In Matter of Rosasco, 31 Misc3d 1214(A), the Surrogate’s Court, New York County (Glen, S.). engaged in a thorough analysis of the theory of duress as it applied to Surrogate’s Court practice, and more particularly, the validity of a propounded will. Notably, in denying petitioner’s motion for summary judgment on this issue, the court relied on the distinction drawn between undue influence and duress as set forth in the Restatement [Third] Property: Wills and Other Donative Transfers, §8.3, as follows:

8.3(b). A donative transfer is pro-cured by undue influence if the wrongdoer exerted such influence over the donor that it overcame the donor’s free will and caused the donor to make a donative transfer that the donor would not otherwise have made.

8.3(c). A donative transfer is procured by duress if the wrongdoer threatened to perform or did perform a wrongful act that coerced the donor into making a donative transfer that the donor would not otherwise have made.

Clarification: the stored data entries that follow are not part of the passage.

PR #2171, opened 2024-10-09
[MBL-1613] Handle errors for late pledges without dismissing the view controller

ifosli:
# 📲 What

Handle errors in the late pledge flow without a confirm details page by just showing an error banner (not dismissing the vc). The error banner will persist if the error happens when creating the checkout. If it's an error that happens in a part of the flow the user can retry (after hitting "pledge" or adding a new card) the banner disappears.

# 👀 See

[Jira](https://kickstarter.atlassian.net/browse/MBL-1613)

Simulator Screen Recording - iPhone 16 Pro Max - 2024-10-09 at 15 37 42

# ✅ Acceptance criteria

- [x] The same errors show as before, but they no longer navigate backwards
- [x] If in debug, the server error always shows in addition to the general "Something went wrong"
- [x] I tested the "checkout error causes banner to persist" by hardcoding the view model to say it happened. So I've tested all the UI changes, but I haven't tried to generate new (real) errors.

### DIFF
--- a/Library/ViewModels/NoShippingPostCampaignCheckoutViewModel.swift
+++ b/Library/ViewModels/NoShippingPostCampaignCheckoutViewModel.swift
@@ -34,7 +34,7 @@ public protocol NoShippingPostCampaignCheckoutViewModelOutputs {
   var goToLoginSignup: Signal<(LoginIntent, Project, Reward), Never> { get }
   var paymentMethodsViewHidden: Signal<Bool, Never> { get }
   var processingViewIsHidden: Signal<Bool, Never> { get }
-  var showErrorBannerWithMessage: Signal<(String, /* persist: */ Bool), Never> { get }
+  var showErrorBanner: Signal<(message: String, persist: Bool), Never> { get }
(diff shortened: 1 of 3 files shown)


Library/ViewModels/NoShippingPostCampaignCheckoutViewModel.swift
```diff
@@ -34,12 +34,11 @@ public protocol NoShippingPostCampaignCheckoutViewModelOutputs {
   var goToLoginSignup: Signal<(LoginIntent, Project, Reward), Never> { get }
   var paymentMethodsViewHidden: Signal<Bool, Never> { get }
   var processingViewIsHidden: Signal<Bool, Never> { get }
-  var showErrorBannerWithMessage: Signal<String, Never> { get }
+  var showErrorBannerWithMessage: Signal<(String, /* persist: */ Bool), Never> { get }
```
scottkicks, line 37: nit: Adding parameter names instead of an inline comment might clarify that this output has the option to persist.

scottkicks (approved):
LGTM 👍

Since that time, Surrogate’s Court decisions on the question of duress, though sporadic, have utilized the approach taken by the court in Rosasco and the Restatement [Third] Property in analyzing the issue. Recently, the opinions in In re Young, N.Y.L.J., March 22, 2017, at 22 (Sur. Ct. New York County), and In re Alini, N.Y.L.J., March 31, 2017, at 47 (Sur. Ct. Richmond County) have followed suit, each addressing the question of duress, but with differing results.

‘In re Young’

In Young, the Surrogate’s Court was confronted with a contested probate proceeding, in which the petitioner moved for summary judgment dismissing the objections to probate based on lack of testamentary capacity, undue influence, duress, fraud and revocation. The decedent died survived by two sisters, one of whom was the petitioner, and the other, who was the objectant, as well as four nieces and nephews. The decedent was an attorney, and the draftsman of the propounded instrument, which was one page in length. Pursuant to its terms, he left $1 million to a long-time friend, and the residuary estate to his nephew, the petitioner’s son.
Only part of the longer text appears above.